Como tampoco es infrecuente que aquéllos que habían
sido hermanos, compañeros de fatigas y
confidentes (directores y sacerdotes) no sólo rompieran
absolutamente su contacto (incluso con desdén, en alguna
circunstancia en que ocasionalmente me los encontré),
sino que aconsejaran evitar el trato conmigo a varios miembros
de mi quinta que por motivos de estudio me veían
a diario. Todo muy humano, muy cristiano, muy ejemplar y muy
hermoso.
En honor a la verdad tengo que reconocer que mi salida de
la Obra no fue sino la culminación, la guinda, al choque
que me había producido la maraña de incongruencias
y contradicciones sobre las que está montado el Opus
Dei desde poco después de ingresar. Ya la misma carta
de pitaje fue surrealista.
Antes de redactarla el director me advirtió que tenía
que encabezarla con querido Padre y en algún
párrafo poner que solicitaba la admisión
como socio agregado (a todo esto, nadie me había
pedido opinión sobre mi disponibilidad a ser agregado,
numerario o supernumerario). Y yo, con toda la buena fe del
mundo, le conté al Padre en la carta, entre otras cosas
más, que había suspendido una asignatura de
mis estudios que me esforzaría por recuperar en la
siguiente convocatoria. El director me hizo romper esa carta
y redactar otra omitiendo ese detalle, porque, atención,
no podía poner cosas negativas. Pero
bueno pensé yo- ¿no es una carta a un
Padre al que debe abrírsele el corazón en confianza?

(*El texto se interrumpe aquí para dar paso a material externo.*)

PR #2070, opened 2016-07-20
actions/popups/events: add option controller dialog for CTCP ignore and joins/parts/quits

un1versal:
### please do not squash Ill merge this in properly

> ### NOTE Illustrations below are meant to show how options are layed out ONLY. The State of the Options in illustrations does not reflect defaults. I.E its for illustration purposes only.
#### Changes proposed

**popups**
- optionctrlrs ( this is used to control both of the above so its easily
  added anywhere and easily expanded )
- this adds suppress on join/part/quit control menus actions
- this now houses previous CTCP Protection control actions

**events**
- add default events for Joins / Parts / Quits
- add button for accessing Option Controllers from main UI ( similar to logging )

These events are disabled by default meaning you see joins parts and quits per default.

**Note** Whenever something is Enabled or Disabled there's textual feedback

demo
## Known Issues
- [x] Dialog can be opened multiple times
- [x] If user closes dialog via title bar close button (%PDisplay is not unset and dialog cant be reopened until unsetting this global) Feature requests allow close button on title bar to be disabled/removed?
- [ ] Dialog can be open in as panel but only left hand side, this looks awful
- [ ] When opening Dialog as in panel Window title in treeview is invisible until selected. (bug!!)

### DIFF
--- a/data/defscript/actions.kvs
+++ b/data/defscript/actions.kvs
@@ -1,0 +1,392 @@
+# Default actions file
+#
+# Coding style/curly brackets: Allman style
+
+action.create -w=xcqd -t=tools ("optionctrlr",$tr("Option controller"),$tr("Opens a control dialog for easy CTCP ignore and joins/parts/quits management."),"kvi_bigicon_settings.png",$icon(options))
+{
+	#################################################################
+	#                                                               #
+	#   File : actions.kvs (optionctrlr) v4.1.1.6810                #
+	#   Creation date : Fri Jul 22 16:57:41 2016 UTC by un1versal   #
+	#                                                               #
+	#################################################################
+
+	# Prevent dialog from opening multiple times
+	if(%PDisplay)
+		halt;
+	else
+		%PDisplay = $true;
+
+	# This prologue houses the variables for the option controller dialog
+	# Add CTCP Protection Variables
+	%ProtectPing = $option(boolIgnoreCTCPPing)
+	%ProtectFinger = $option(boolIgnoreCTCPFinger)
+	%ProtectVersion = $option(boolIgnoreCTCPVersion)
+	%ProtectUserinfo = $option(boolIgnoreCTCPUserinfo)
+	%ProtectClientinfo = $option(boolIgnoreCTCPClientinfo)
+	%ProtectSource = $option(boolIgnoreCTCPSource)
+	%ProtectTime = $option(boolIgnoreCTCPTime)
+	%ProtectPage = $option(boolIgnoreCTCPPage)
+	%ProtectAvatar = $option(boolIgnoreCTCPAvatar)
+	%ProtectDCC = $option(boolIgnoreCTCPDCC)
+
+	# Add Join Suppression Variables
+	%IsJoinEnabled = $isEventEnabled(OnJoin, suppressJoinMsgs)
+	%IsPartEnabled = $isEventEnabled(OnPart, suppressPartMsgs)
+	%IsQuitEnabled = $isEventEnabled(OnQuit, suppressQuitMsgs)
+
+	# Create the main widget as a dialog
+	%widget = $new(dialog)
+	%layout = $new(layout,%widget)
+	%widget->$setWindowTitle($tr("Option Controllers - KVIrc"))
+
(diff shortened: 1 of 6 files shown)


wodim:
I like the idea but I don't like the UI at all. I think this would be better as a panel like the panel you can use to change channel modes.

un1versal:
> I like the idea but I don't like the UI at all. I think this would be better as a panel like the panel you can use to change channel modes.

Yes, well thers two ways to do that...

:x:  Hard-coding in Qt,  not so good idea  then its not so easilly expandable in future and requires compiling the app also.

:radio_button:  Whole UI in KVS, and while I find that idea appealing, I have to say no way at this time.
  mabye later on its a lot to code into `OnChannelWindowCreated` for such a simple usage... way too much code if you ask me to keep t simple.

un1versal:
Ah yes and the popup editor in case I coded that in KVS into a popup, is unusable, it crashed several times and wiped the entire popups file, so the popups editor is dead pretty much for anything else than very light editing.

un1versal:
> I think this would be better as a panel like the panel you can use to change channel modes.

OK Ive entertained that idea in KVS but am stuck in how to make this open in a panel

https://gist.github.com/un1versal/f7ce11b4f14a8a5260b90fa82d4099ab

That dialog currently only shows what is set or not its enough as a proof of concept.

use script tester for testing.

any help would be apprecciated

* make dialog open as a panel on right hand side

OmegaPhil:
Sorry, I have no experience working with panel stuff in KVS - a quick search of the help shows its probably not possible.

From your comments - presumably joins/parts/quits will not be disabled by default for people starting up with a brand new configuration? If they were disabled, for me that would make KVIrc appear to not be a serious IRC client, if I came to it as a new user.

un1versal:
> From your comments - presumably joins/parts/quits will not be disabled by default for people starting up with a brand new configuration?

They will be disabled by default, meaning you can see by default joins / parts / quits. 

Currently they dont exist by default, so as is you dont have the option unless youre fiddling to add this to be enabled it makes sense to follow that logic.

> If they were disabled, for me that would make KVIrc appear to not be a serious IRC client, if I came to it as a new user.

I dont understand that statement not one bit.

So to you makes sense that by default your IRC client blocks joins/parts/quits (as in you dont see any activity at all) so you can consider it a serious client?

OmegaPhil:
The reverse - if the IRC client blocked those messages by default, it wouldn't be a serious client for me. Glad to see that KVIrc won't do that.

un1versal:
> The reverse - if the IRC client blocked those messages by default, it wouldn't be a serious client for me. Glad to see that KVIrc won't do that.

yes, wouldnt dream of it.

Are you available in IRC I could use some assist.

un1versal:
Ok dialog now fully operational and ready to go, it still doesn't open as a panel, but unless anyone knows how to, I wont bother at this time.

un1versal:
I managed to open this docked but it only docks to right hand side and its really really buggy, kvirc ftw

un1versal:
The dialog has been moved to a deafult action, its not glitchy to trigger and its really not a popup and doesnt work well as a popup.

un1versal:
~~yep this is a problem, the action wont load from default even though it doesnt exist. which means all you get is errors trying to trigger something that for all intents and purposes KVIrc thinks it doesnt exist.~~

~~restoring default script works fine since https://github.com/kvirc/KVIrc/pull/2070/commits/747125d741b35e0226b119f313ae2b4cd1bbbeb0 but, if a default script doesnt exist in userspace, then it should be loaded from default~~

~~This loading from default only happens at first run, imo it should run always,~~

there only so much wishful thinking allowed, the above has been solved

un1versal:
Sadly the actions file is not loaded on first run...

Can be restored ok, but it doesnt load on first run, anyone have a pointer where to look?

un1versal:
OK, the last thing holding this was the dialog could be opened multiple times even it it was already open,,,

~~thats now been fixed and this is now ready to go,~~

edit... some issue check open logic... :/ dammit 

Opening as a panel looks crap and cant really get it to work properly, so its a standalone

¿Por qué no puedo decirle ese pequeño
fallo estudiantil?
Ese fue mi primer fruncido de cejas de los miles que haría
durante mi estancia en la Obra.
En su magnífico libro Anexo
a una historia (quizá el mejor que se ha
escrito en referencia a los aspectos de la peculiar espiritualidad
interna de la Obra) María Angustias Moreno insiste
en decir que rehuye de la anécdota para centrarse en
la categoría. Yo respeto profundamente esa opinión,
pero discrepo. Y discrepo, entre otras muchas cosas, porque
ha sido en el Opus Dei donde me han enseñado a elevar
a rango de categoría las anécdotas más
necias. Cualquier detallito bobo, si servía para ejemplificar,
se glosaba como el no va más. Y también porque
una anécdota ilustra muchas veces más que todo
un tratado; y más si versa de la Obra. Precisamente
porque la teoría de la Obra es, sobre el papel, impecable,
cabe rescatar estos detalles que escenifican gráficamente
la vida interna.
Por ejemplo, en el amor a la Iglesia y respeto a la liturgia:
Cuando asistíamos a las misas celebradas en los oratorios
de los centros era casi obligado el traje y corbata. Lo que
no quitaba para que uno de los subdirectores que excepcionalmente
era un agregado mayor- asistiera conmigo a la misa dominical
de la parroquia del barrio varias veces en chándal.
Claro, a lo mejor es que esa era una misa de menos valía.
O la reconvención que me hizo el director cuando, siendo
yo encargado de tener agua bendita en el centro y viendo que
la mercancía se agotaba no tuve mejor ocurrencia
que ir al cura párroco del barrio a que me bendijese
agua. Esa bendición debía valer menos por venir
de alguien ajeno al cotarro.
Una de las cosas que más me irritaron siempre fue
el uso grupal de frases hechas. Siempre he pensado que el
lenguaje jamás es neutro y alberga una sutil perversión.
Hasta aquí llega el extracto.